» **Brief**
The word "package" marks the lines to find; copy every such line from the data below.

Records from a data collection
PR #108, opened 2026-09-01
Cut C1: make coach-question expectations durable and consumable

ButiMM:
First divergence

Workout feedback depended on a six-hour `chatHistory.intent` inference. When it missed, “Just right. I pushed.” could be claimed by a new-session/logging path rather than the question that prompted it.

Existing state primitive reused

`users.awaitingInputType`, using a workout-scoped durable marker carrying owner (`workout_feedback`), expected type (`session_feel`), source (`post_session_checkin`), and creation time. Its six-hour expiry matches the previous feedback horizon; a newer structured question replaces the single existing expectation.

Exact files changed

- `server/workout-feedback.ts`
- `server/handlers/workout.ts`
- `server/routes.ts`
- `script/expectation-continuity-tests.ts`
- `package.json`

Behavioural contract

A completed session persists the post-session expectation. The early resume boundary gives the workout-feedback owner first refusal before unrelated handlers. A classified answer is conditionally cleared and handled once; expiry, replacement, and a subject change release the expectation. The state is database-backed, so a valid expectation survives a normal process restart.

Regressions/controls

The focused regression drives the observed “done” → “Just right. I pushed.” journey through the live route, verifies durable recovery and clearing, prevents a duplicate session write, verifies single feedback ownership, restart recovery, expiry, replacement, and subject-change release. Controls fail if persistence or early consumption is removed.

Focused verification

- `npm run check`
- `npm run test:continuity`

Genuine remaining continuity debt

None within Cut C1 scope.

### DIFF
--- a/package.json
+++ b/package.json
@@ -16,6 +16,7 @@
     "test:scanner": "tsx script/food-scanner-tests.ts",
     "test:decision-boundary": "tsx script/decision-boundary-tests.ts",
     "test:reentry": "tsx script/reentry-state-tests.ts && tsx script/reentry-bridge-tests.ts",
+    "test:continuity": "tsx script/expectation-continuity-tests.ts",
     "test": "tsx script/run-suites.ts",
     "check:filesize": "tsx script/check-file-sizes.ts",
     "check:pricing": "tsx script/check-pricing.ts",
--- a/script/expectation-continuity-tests.ts
+++ b/script/expectation-continuity-tests.ts
@@ -19,7 +19,7 @@ import assert from "node:assert/strict";
 
 const { handleMessage } = await import("../server/routes");
 const { resumeWorkoutFeedbackExpectation } = await import("../server/handlers/workout");
-const { users, workoutLogs, chatHistory } = await import("../shared/schema");
+const { users, workoutLogs, chatHistory, mealLogs } = await import("../shared/schema");
 const {
   createWorkoutFeedbackExpectation,
   readWorkoutFeedbackExpectation,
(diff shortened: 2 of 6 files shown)


ButiMM:
CTO BLOCKERS — C1 behavior passed, but this branch worsens two release guards versus main and cannot merge yet.

1) `check-names` is newly red: 98 raw `user.name` uses vs main budget/baseline 97. The new C1 path introduced `user.name?.split(...)`. Reuse the existing display-name owner/helper; do not raise the budget.

2) `server/routes.ts` grows from main's 1501 lines to 1510. The file-size guard was already red, but this PR makes that debt worse by +9 lines. Do not hide this under pre-existing debt. Keep the C1 route hook, but trim/consolidate the new route integration so `routes.ts` is no larger than main (<=1501) without adding a new orchestrator/module.

Everything else in CI is healthy for this cut: TypeScript, unit/integration/routing/tracking/parity/Cut A/reach all pass; architecture counters stay at main's existing values; normalizer corpus remains absent.

Fix only these two branch-introduced guard regressions, rerun `check-names`, file-size comparison against main, tsc, and the focused continuity test, push #108, and STOP.

ButiMM (commented):
CTO CONSOLIDATED BLOCKERS — fix these exact items only, then rebase/refresh against new main `99d2f41` (Coach Health A1 merged), run focused verification + canonical CI, push, and stop.

1) P1 mixed-fact loss: the early C1 return can consume workout feedback and drop another loggable fact in the same message (example: “Just right, and I had chicken and pap”). Preserve the feedback owner without terminating the rest of the normal durable-write pipeline.
2) Subject-change false capture: with the expectation active, phrases like “this diet is too hard” can be classified as workout feedback. Reuse the existing unrelated-topic guards before consuming the expectation.
3) Canonical test coverage: `expectation-continuity-tests` must be wired into `script/run-suites.ts`; a standalone npm alias is not sufficient because CI runs the canonical suite list.
4) `check-names`: remove the branch-introduced raw `user.name` use; reuse the existing display-name owner/helper. Do not raise the budget.
5) `server/routes.ts`: the branch adds +9 lines to an already-red oversized file. Keep the C1 hook but consolidate/trim so routes.ts is no worse than main.

Do not redesign C1, do not touch Coach Health, do not widen to general memory/state. Add/adjust behavioural controls for mixed-fact preservation and explicit subject change. Then push one corrected head and STOP.

ButiMM:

» **The completed task**
- `package.json`
--- a/package.json
+++ b/package.json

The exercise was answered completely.